* [Try it]
If a line in the listing below includes the word "IMHO", pick it out.

* [Task material]
━━━━━━━━
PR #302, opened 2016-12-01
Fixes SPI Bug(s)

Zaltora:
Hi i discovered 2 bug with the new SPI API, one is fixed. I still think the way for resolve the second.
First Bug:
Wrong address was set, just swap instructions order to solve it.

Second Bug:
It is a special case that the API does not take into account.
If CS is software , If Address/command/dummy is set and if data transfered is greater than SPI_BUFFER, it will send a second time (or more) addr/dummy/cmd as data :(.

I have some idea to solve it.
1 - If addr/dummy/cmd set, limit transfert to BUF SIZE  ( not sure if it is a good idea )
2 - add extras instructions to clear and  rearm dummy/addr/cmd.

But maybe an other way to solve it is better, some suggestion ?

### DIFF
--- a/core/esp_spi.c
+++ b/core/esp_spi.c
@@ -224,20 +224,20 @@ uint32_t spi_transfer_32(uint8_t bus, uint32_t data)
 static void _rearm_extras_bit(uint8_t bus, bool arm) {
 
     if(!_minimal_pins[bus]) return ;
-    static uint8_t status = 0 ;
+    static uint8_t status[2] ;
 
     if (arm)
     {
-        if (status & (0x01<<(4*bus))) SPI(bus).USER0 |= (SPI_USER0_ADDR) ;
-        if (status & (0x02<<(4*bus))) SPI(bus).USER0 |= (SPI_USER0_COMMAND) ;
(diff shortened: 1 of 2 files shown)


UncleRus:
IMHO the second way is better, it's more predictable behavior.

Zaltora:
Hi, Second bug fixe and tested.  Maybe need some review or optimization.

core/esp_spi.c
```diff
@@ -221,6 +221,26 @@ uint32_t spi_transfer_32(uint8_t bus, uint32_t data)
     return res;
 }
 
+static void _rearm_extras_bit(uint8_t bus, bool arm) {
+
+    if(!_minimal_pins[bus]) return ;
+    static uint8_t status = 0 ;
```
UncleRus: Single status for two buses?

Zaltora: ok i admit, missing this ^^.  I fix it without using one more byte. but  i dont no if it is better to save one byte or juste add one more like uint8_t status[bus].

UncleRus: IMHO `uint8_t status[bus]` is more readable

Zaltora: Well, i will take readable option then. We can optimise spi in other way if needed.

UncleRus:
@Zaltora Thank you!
━━━━━━━━
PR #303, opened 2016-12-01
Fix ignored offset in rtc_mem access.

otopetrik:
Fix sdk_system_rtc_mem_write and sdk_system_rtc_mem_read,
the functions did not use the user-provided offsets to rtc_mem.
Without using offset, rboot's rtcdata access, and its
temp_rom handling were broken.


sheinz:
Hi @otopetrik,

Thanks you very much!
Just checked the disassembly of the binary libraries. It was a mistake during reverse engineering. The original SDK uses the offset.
━━━━━━━━
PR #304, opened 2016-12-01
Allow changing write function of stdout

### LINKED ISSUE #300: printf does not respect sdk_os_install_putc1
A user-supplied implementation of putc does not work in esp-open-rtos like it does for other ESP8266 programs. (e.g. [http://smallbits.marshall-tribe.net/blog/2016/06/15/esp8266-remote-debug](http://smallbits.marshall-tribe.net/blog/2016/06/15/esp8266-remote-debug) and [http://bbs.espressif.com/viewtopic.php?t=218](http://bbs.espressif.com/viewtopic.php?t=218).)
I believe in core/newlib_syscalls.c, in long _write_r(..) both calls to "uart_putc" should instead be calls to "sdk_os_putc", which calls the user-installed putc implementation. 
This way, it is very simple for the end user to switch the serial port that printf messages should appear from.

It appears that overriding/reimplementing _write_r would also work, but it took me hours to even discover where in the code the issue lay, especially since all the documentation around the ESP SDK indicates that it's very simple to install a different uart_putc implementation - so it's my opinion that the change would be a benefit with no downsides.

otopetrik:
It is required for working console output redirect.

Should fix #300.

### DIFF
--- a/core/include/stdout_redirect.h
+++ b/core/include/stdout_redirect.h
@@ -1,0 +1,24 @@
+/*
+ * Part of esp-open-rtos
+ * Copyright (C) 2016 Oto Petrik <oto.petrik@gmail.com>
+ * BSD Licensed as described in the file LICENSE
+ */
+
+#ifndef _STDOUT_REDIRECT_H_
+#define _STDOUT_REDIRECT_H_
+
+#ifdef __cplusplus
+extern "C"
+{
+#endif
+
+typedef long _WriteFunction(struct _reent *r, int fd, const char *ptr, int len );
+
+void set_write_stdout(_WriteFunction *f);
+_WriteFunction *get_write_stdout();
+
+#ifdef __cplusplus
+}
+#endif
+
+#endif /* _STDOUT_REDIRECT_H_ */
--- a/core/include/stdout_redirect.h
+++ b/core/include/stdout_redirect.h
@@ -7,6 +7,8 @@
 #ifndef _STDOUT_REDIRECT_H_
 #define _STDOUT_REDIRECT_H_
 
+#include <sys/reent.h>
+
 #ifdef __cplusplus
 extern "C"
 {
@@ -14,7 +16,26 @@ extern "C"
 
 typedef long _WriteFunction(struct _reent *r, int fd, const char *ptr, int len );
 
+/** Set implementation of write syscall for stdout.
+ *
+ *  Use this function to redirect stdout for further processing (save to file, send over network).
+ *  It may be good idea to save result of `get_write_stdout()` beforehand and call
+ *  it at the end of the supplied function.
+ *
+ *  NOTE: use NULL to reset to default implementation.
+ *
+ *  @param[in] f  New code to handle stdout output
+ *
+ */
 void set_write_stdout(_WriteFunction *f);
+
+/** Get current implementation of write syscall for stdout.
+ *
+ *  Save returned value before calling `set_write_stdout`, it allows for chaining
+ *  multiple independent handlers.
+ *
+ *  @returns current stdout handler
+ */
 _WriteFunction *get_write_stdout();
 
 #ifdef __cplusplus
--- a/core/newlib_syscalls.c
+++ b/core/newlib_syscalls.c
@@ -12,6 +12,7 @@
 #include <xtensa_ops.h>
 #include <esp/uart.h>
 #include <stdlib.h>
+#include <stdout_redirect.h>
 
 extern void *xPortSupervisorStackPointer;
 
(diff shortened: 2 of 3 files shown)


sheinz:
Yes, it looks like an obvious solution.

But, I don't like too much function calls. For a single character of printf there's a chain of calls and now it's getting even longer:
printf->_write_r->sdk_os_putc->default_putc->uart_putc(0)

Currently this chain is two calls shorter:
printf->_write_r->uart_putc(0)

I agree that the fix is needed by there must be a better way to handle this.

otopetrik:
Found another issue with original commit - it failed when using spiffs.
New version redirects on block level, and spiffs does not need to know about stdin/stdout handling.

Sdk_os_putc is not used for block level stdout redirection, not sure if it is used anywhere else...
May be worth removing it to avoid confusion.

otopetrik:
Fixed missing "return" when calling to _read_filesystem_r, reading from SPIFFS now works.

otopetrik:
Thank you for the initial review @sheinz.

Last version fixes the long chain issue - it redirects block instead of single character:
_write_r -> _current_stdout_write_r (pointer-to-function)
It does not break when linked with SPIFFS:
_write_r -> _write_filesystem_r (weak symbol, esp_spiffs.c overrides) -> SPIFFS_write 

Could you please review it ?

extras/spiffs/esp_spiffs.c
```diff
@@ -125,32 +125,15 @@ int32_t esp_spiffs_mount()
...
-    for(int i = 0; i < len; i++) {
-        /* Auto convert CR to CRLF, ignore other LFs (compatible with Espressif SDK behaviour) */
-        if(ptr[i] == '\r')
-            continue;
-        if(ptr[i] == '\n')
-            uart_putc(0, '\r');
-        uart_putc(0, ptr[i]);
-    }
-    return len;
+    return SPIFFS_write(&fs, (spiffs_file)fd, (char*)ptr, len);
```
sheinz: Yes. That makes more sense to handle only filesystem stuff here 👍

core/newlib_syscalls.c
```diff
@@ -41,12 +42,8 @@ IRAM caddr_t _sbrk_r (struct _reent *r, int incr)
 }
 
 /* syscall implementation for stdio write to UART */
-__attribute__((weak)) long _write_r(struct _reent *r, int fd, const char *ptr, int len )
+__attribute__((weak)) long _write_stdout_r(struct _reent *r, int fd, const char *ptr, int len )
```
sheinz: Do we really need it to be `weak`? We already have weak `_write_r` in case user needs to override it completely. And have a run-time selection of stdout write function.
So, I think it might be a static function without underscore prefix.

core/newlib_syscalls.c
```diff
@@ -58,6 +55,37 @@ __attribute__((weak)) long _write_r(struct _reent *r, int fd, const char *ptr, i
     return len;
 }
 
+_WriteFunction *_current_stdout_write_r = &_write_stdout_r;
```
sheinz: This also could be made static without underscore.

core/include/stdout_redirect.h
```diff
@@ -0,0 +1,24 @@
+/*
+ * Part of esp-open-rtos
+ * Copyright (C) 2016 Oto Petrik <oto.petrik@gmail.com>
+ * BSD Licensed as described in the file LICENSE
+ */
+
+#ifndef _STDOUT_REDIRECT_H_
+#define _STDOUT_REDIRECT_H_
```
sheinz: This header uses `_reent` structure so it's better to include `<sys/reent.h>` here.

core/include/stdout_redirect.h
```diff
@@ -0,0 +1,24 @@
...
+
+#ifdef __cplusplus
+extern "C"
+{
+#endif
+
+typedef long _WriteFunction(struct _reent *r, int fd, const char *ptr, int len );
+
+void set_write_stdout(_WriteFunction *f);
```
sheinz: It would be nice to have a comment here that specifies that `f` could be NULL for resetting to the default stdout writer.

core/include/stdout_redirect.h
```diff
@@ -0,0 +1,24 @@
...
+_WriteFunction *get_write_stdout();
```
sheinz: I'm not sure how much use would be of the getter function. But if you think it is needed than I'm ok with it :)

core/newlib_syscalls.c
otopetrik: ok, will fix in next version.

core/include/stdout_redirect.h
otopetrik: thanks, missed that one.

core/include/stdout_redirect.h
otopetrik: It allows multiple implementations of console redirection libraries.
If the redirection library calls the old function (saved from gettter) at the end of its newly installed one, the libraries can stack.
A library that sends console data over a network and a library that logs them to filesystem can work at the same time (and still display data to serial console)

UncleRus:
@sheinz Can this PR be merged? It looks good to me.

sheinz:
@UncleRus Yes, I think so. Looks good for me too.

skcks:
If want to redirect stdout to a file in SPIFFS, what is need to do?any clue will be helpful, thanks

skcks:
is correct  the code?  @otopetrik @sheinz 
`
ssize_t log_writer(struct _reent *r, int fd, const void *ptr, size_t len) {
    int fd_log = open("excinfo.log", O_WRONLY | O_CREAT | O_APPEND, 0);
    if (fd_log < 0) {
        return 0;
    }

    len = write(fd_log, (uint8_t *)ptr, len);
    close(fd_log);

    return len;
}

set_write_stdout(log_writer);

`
━━━━━━━━
* [Response area]
IMHO the second way is better, it's more predictable behavior.
UncleRus: IMHO `uint8_t status[bus]` is more readable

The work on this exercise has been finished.